Japanese officials met with the leader of a major Syrian rebel group in Turkey on Monday night to seek its assistance in securing the release of a Japanese man believed to have been captured in northern Syria by the Islamic State militant group.

The meeting with Syrian National Coalition chief Hadi al-Bahra took place in Istanbul at the request of the Japanese government, a rebel group source said on Wednesday. But the Japanese Foreign Ministry's task force in Jordan declined to confirm the contact.

The meeting is the first known concrete action by the Japanese government in its efforts to ascertain whether 42-year-old Haruna Yukawa has indeed been captured and, if so, what kind of situation he is in.

While details of the meeting remain unclear, the source said in the talks with the coalition president, the Japanese side requested assistance in securing the man's release.

Yukawa is believed to have been traveling with rebel fighters from the Islamic Front and the Free Syrian Army when he was captured by the Islamic State during a firefight in Marea, roughly 30 kilometers north of Aleppo, on Thursday.
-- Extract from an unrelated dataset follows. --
Issue #220, opened 2017-08-24
[$20] - Challenge details page hyperlink (Hover, normal, visited) colors are wrong


sdgun:
Steps to Reproduce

The Western-backed Syrian National Coalition, which is seeking to topple the government of President Bashar Assad, is aligned with the Free Syrian Army. But its direct impact on battlefields is limited, leaving it unclear whether Tokyo's request to Syria's main opposition alliance would yield any results.

Islamic Front and Free Syrian Army leaders say they offered to trade captured Islamic State fighters for Yukawa but had received no reply as of Tuesday.